A princípio, diante da exibição de tantos escândalos na esfera dos poderes públicos, pode parecer que está perdendo e que a corrupção é, como muitos já disseram, algo endêmico, ou seja, algo que faz parte da cultura nacional, do cotidiano das relações sociais no país, e do modo de ser do brasileiro.
Talvez isso tivesse algum fundo de verdade se a cultura fosse algo fixo, como uma fotografia imutável, e a história e o processo social não admitisse mudanças. Porém, tal como o processo cultural é dinâmico, a história e formação do povo brasileiro estão envoltas em constantes transformações. E, por essa razão, a corrupção não é algo endêmico nem definitivo, e muito menos um modo de ser do povo. A corrupção é, pois, algo que pode e deve ser combatido, em todas as suas formas de manifestação e em todas as esferas e poderes. Requer a dinamização da cultura na direção do amadurecimento ético das práticas sociais, dos valores coletivos, das instituições formais, dos hábitos e dos costumes, seja de forma individual seja com relação à coletividade.
Aliás, a exposição de escândalos de corrupção, em especial nos poderes públicos, antes eram escondidos, “empurrados pra baixo do tapete”, silenciados de forma criminosa. De uns tempos pra cá, todavia, principalmente com a reabertura política, a imprensa, os meios de comunicação de massa e a própria sociedade têm mostrado uma postura diferente diante deles, no sentido de dar amplo conhecimento e reprovação aos mesmos. Coisa que não se podia fazer num regime politicamente fechado.

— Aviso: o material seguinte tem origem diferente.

PR #1115, opened 2022-04-14
URL encode formParamsToString values

JonaPaulus:
## PR Type

[x] Bugfix

When the filters coming from ICM are configured with an amp (&), there is a good chance that the product filters do not work - for example in the ish-filter-collapsible component.

Example:
Clicking a filter with e.g. the configured name "Laptops & Convertibles" would end up with a newly added filter option on the bottom of the list named "Laptops" that is selected instead of the correct "Laptops & Convertibles".

No product matches the filter.

Issue Number: --

## What Is the New Behavior?

This unexpected behavior is prevented by URL encoding the value.
So the amp (&) from the string does not appear in the filter parameters URL.

A unit test has been added

[ ] Yes
[x] No

## Other Information

--


shauke (approved):
Nice fix, thank you.

PR #1117, opened 2022-04-14
feat: add integration environment configuration

carlosDjangoo:
## PR Type

[ ] Bugfix
[x] Feature
[x] Build-related changes
[ ] CI-related changes
[ ] Other: 

There is only one configuration 'production' for all Server Environments. You can not decide to activate the Store/State Management or Source Map on integration test servers.

Issue Number: Closes #

## What Is the New Behavior?

There is another configuration 'integration' which will be triggered if the branch 'integration' or 'develop' will be deployed. Now you can configure a different configuration for the test systems.

The breaking change is that a deployment from the branch 'integration' or 'develop' will trigger the new configuration 'integration'.

[x] Yes
[ ] No

## Other Information

[AB#76041](https://dev.azure.com/intershop-com/cefd1005-00a7-4c79-927f-a16947d1b2e6/_workitems/edit/76041)

### DIFF
--- a/.azure/azure-pipelines.yml
+++ b/.azure/azure-pipelines.yml
@@ -55,7 +55,7 @@ stages:
             value: $(imageBaseName)-ssr
         steps:
           - bash: |
-              docker build -f $(system.defaultWorkingDirectory)/Dockerfile -t $(registryServerName)/$(imageName):$(tag) $(system.defaultWorkingDirectory) --build-arg displayVersion=$(tag)
+              docker build -f $(system.defaultWorkingDirectory)/Dockerfile -t $(registryServerName)/$(imageName):$(tag) $(system.defaultWorkingDirectory) --build-arg displayVersion=$(tag) --build-arg branchName=$(Build.SourceBranchName)
               docker login $(registryServerName) -u $(registryLogin) -p $(registryPassword)
               docker push $(registryServerName)/$(imageName):$(tag)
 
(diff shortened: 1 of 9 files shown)


dhhyi:
@carlosDjangoo 

That looks like a valid project customization that you can very well do in the project but should not be part of the standard (especially since it pins down branch names that can change from project to project depending on how the implementor sets it up).

It looks to me that you want to run a different build on test servers than you are actually pushing to production later. That is really risky since the production configuration optimizes things and in rare cases causes issues.

The way we have set it up in our project (with the Intershop Platform offering) is that we don't rebuild anything once the first image hits the deployments. After that we test exactly what will be going live on INT, re-tag the same docker image for UAT and test it there and finally instruct Intershop Support to deploy the exact same image to PRD.

Activating/Disabling sourceMaps to show on one environment and not in the other can be implemented as a runtime setting on the container so that doesn't need an additional build, I can look into that.
What do you mean with?
> decide to activate the Store/State Management

dhhyi:
@carlosDjangoo please have a look at #1127. Did you by any chance mean to enable the store dev tools? Just remove the part with the [file replacement](https://github.com/intershop/intershop-pwa/blob/2a6457fdd84f452bb2ef434b4310525b4b32e206/angular.json#L76-L81) in your project. It is perfectly okay to have store dev tools active on production environments, as it doesn't expose code to the user. On production systems the devtools are also run in logOnly mode.

PR #1122, opened 2022-04-15
refactor: delegate types in lazy-component schematic

dhhyi:
## PR Type

- Type updates in components which have the `@GenerateLazyComponent` decorator require a run of `npm run synchronize-lazy-components` to be reflected in the generated lazy components, because the initialization is copied.
- Generated lazy components contain eslint ignores, because the typing is not properly generated

## What Is the New Behavior?

- refactored lazy-component schematic to import the type of the original component and use it to delegate the typing of inputs
- improved readability of schematics template

[ ] Yes
[x] No

## Other Information

It is important that the original component is imported twice in the generated lazy component:
- the typing is imported with `import type` and therefor exists only in Typescript
- the lazy import with `await import` is used for webpack lazy loading

If the component would be imported with just `import` in the header, then the original component becomes part of the initial bundle which is something we don't want.

[AB#76046](https://dev.azure.com/intershop-com/cefd1005-00a7-4c79-927f-a16947d1b2e6/_workitems/edit/76046)

### DIFF
--- a/schematics/src/lazy-component/factory.ts
+++ b/schematics/src/lazy-component/factory.ts
@@ -65,8 +65,7 @@ export function createLazyComponent(options: Options): Rule {
     options = findDeclaringModule(host, options);
     options = determineArtifactName('component', host, options);
 
-    let bindings: { declaration: string; name: string }[] = [];
-    let imports: { types: string[]; from: string }[] = [];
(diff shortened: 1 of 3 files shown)


MaxKless (approved):
importing the component type and delegating is really a nice solution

Em nenhum outro contexto, existiram tantas quadrilhas desbaratadas e prisões de “gente famosa ou poderosa” como nesses tempos em que a polícia judiciária, o poder judiciário e o ministério público puderam atuar com alguma autonomia, inclusive no âmbito dos Estados-membros. A lei de responsabilidade fiscal contribuiu para racionalizar os gastos dos governos e responsabilizá-los pelos desvios de finalidade e outros excessos. As novas tecnologias de informação colaboraram para dar mais transparência às contas públicas e o monitorar o rastro do dinheiro oriundo de corrupção e também resultante das iniciativas de branqueamento.

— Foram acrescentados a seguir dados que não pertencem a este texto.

PR #1134, opened 2022-04-20
refactor: access to checkoutpages handled by guard

paramaeder:
## PR Type

[ ] Bugfix
[ ] Feature
[X ] Refactoring (no functional changes, no API changes)
[ ] Build-related changes
[ ] CI-related changes
[ ] Other: 

Currently you can navigate to the checkout with a non-existent shopping cart via the address bar of the browser

## What Is the New Behavior?
Now the route is protected by a guard. Navigate to /checkout or any related childRoute without an existing basket will redirect you to the root url

[ ] Yes
[X ] No

### DIFF
--- a/src/app/pages/checkout/checkout-page.guard.ts
+++ b/src/app/pages/checkout/checkout-page.guard.ts
@@ -1,9 +1,9 @@
 import { Injectable } from '@angular/core';
 import { CanActivate, Router, UrlTree } from '@angular/router';
-import { Observable, debounceTime, map, of, switchMap, withLatestFrom } from 'rxjs';
+import { Observable, map, race, timer } from 'rxjs';
 
 import { CheckoutFacade } from 'ish-core/facades/checkout.facade';
-import { whenFalsy } from 'ish-core/utils/operators';
+import { whenTruthy } from 'ish-core/utils/operators';
 
 @Injectable({
   providedIn: 'root',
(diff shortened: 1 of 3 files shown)


src/app/pages/checkout/checkout.guard.ts
```diff
@@ -0,0 +1,25 @@
...
+@Injectable({
+  providedIn: 'root',
+})
+export class CheckoutGuard implements CanActivate {
+  constructor(private checkoutFacade: CheckoutFacade, private router: Router) {}
+
+  canActivate(): boolean | UrlTree {
+    let hasBasket: boolean;
+
+    this.checkoutFacade.basket$.subscribe(value => {
```
MaxKless, line 15: I have to admit I'm a little surprised this works.  
Subscribing and then comparing the value extracted is not guaranteed to work - imagine if the `basket$` emission is a little delayed for whatever reason. In that case `hasBasket` will not be set correctly even though there might actually be a basket.

In addition, triggering a subscribe on method call without any logic to end the subscription is dangerous. Imagine if I tried to access the checkout route over and over again - every time `canActivate` is called, a new subscription will be opened. There are ways to fix this - check out an example like the [`feature-toggle.directive.ts`](https://github.com/intershop/intershop-pwa/blob/develop/src/app/core/directives/feature-toggle.directive.ts) to see how open subscriptions are canceled. However, this should only really be done in edge cases where nothing else is possible.
[Don't listen to me, listen to the rxjs team lead.](https://benlesh.medium.com/rxjs-dont-unsubscribe-6753ed4fda87).

Thankfully, there is a super simple solution here: [guards can return Observables](https://angular.io/api/router/CanActivate). So just return `this.checkoutFacade.basket$.pipe(....)` and do the value comparison in there.
Angular will take care of subscribing to the observable and using the emitted value for routing - nothing required on your part.

Also, I'm not sure if you need to return `this.router.parseUrl('/')` or if returning `false` would be sufficient.... Maybe you can check.

MaxKless (changes requested):

src/app/pages/checkout/checkout-page.guard.ts
```diff
@@ -0,0 +1,34 @@
...
+
+@Injectable({
+  providedIn: 'root',
+})
+export class CheckoutPageGuard implements CanActivate {
+  constructor(private checkoutFacade: CheckoutFacade, private router: Router) {}
+
+  canActivate(): Observable<boolean | UrlTree> {
+    return this.checkoutFacade.basket$.pipe(
+      debounceTime(500),
```
Eisie96, line 16: Why is the debounceTime needed? I think all possible scenearios, that a basket is loaded or is currently loading, are checked in the following switchMap. And this rxjs operator leads to the problem, that the checkout route is not activated for the first 500ms, although a basket could be available.

SGrueber (changes requested):

src/app/pages/checkout/checkout-page.guard.ts
paramaeder: No debounceTime needed anymore. Guard now handles the request with a race operator

src/app/pages/checkout/checkout.guard.ts
paramaeder: Thanks Max! 
With increasing knowledge the original implementation was now completely overhauled

Eisie96 (approved):

MaxKless (approved):

MaxKless (approved):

Os crimes de corrupção e lavagem de dinheiro violam regras fundamentais à proteção dos recursos comuns do público, colocam em risco a democracia, ameaçam a sociedade e o Estado, além de constituíram violência direta à dignidade da pessoa humana, à ordem pública e social. São delitos praticados por indivíduos e grupos organizados e até intelectualizados, formando quadrilhas e bandos que assaltam os bens públicos e coletivos. Por isso, via de regra, incorrem no que a Convenção de Palermo (2000) designou de Grupo criminoso organizado.

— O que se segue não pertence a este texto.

PR #1142, opened 2022-05-02
chore: remove useless schematics vscode extension

MaxKless:
The Angular Schematics extension does not support the "schematics" option anymore, probably due to monetization. 
I removed it until an alternative is found.

[AB#76390](https://dev.azure.com/intershop-com/cefd1005-00a7-4c79-927f-a16947d1b2e6/_workitems/edit/76390)

### DIFF
--- a/.devcontainer/devcontainer.json
+++ b/.devcontainer/devcontainer.json
@@ -17,11 +17,9 @@
   "extensions": [
     // general
     "eamodio.gitlens",
-    "coenraads.bracket-pair-colorizer",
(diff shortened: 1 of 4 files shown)


shauke:
There is probably more that needs to be changed/removed in this context. Search for `cyrilletuzi.angular-schematics`.

shauke:
The functionality to work with our project specific schematics is available up to version 5.1.5. You can install a specific version of an extension by selecting "Install Another Version..." from the "Uninstall" selection button.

Diversas são as modalidades de crime organizado: colarinho branco, tráfico de drogas e de armas, contrabando e descaminho, tráfico de pessoas e lenocínio, sequestro e extorsão, fraude nas licitações e contratos administrativos, pistolagem, assaltos, furtos e roubos de cargas etc. O crime organizado, todavia, necessita da corrupção nas distintas esferas e poderes, bem como da lavagem do dinheiro para usufruir do resultado dos delitos. Por essa razão, combater a corrupção também é enfrentar e reprimir o crime organizado.
Em que pese ainda haver promiscuidade nas relações entre o público e o privado, vê-se, cada vez mais, a reprovação da corrupção como “jeitinho” e outras formas degradadas de resolver as coisas. Apesar das exceções, tende-se a expurgar o corrupto da cena política. A lei da “ficha limpa” foi aprovada com esse propósito. Entre os objetivos do financiamento público de campanhas eleitorais, visa-se isso também, além de dificultar a venda de mandatos e a patrimonialização do mesmo pelo próprio candidato. Quer-se, com isso, combater frontalmente e criar mecanismos que dificultem a corrupção.
Tudo isso revela certa tendência ao combate da corrupção nas instituições de mediação política e nas repartições públicas, inclusive inibindo a aposta eleitoral em “salvadores da pátria” e vendedores de mandatos em troca da captação de recursos privados, o que já é um melhor ponto de partida para o fortalecimento da experiência democrática no Brasil.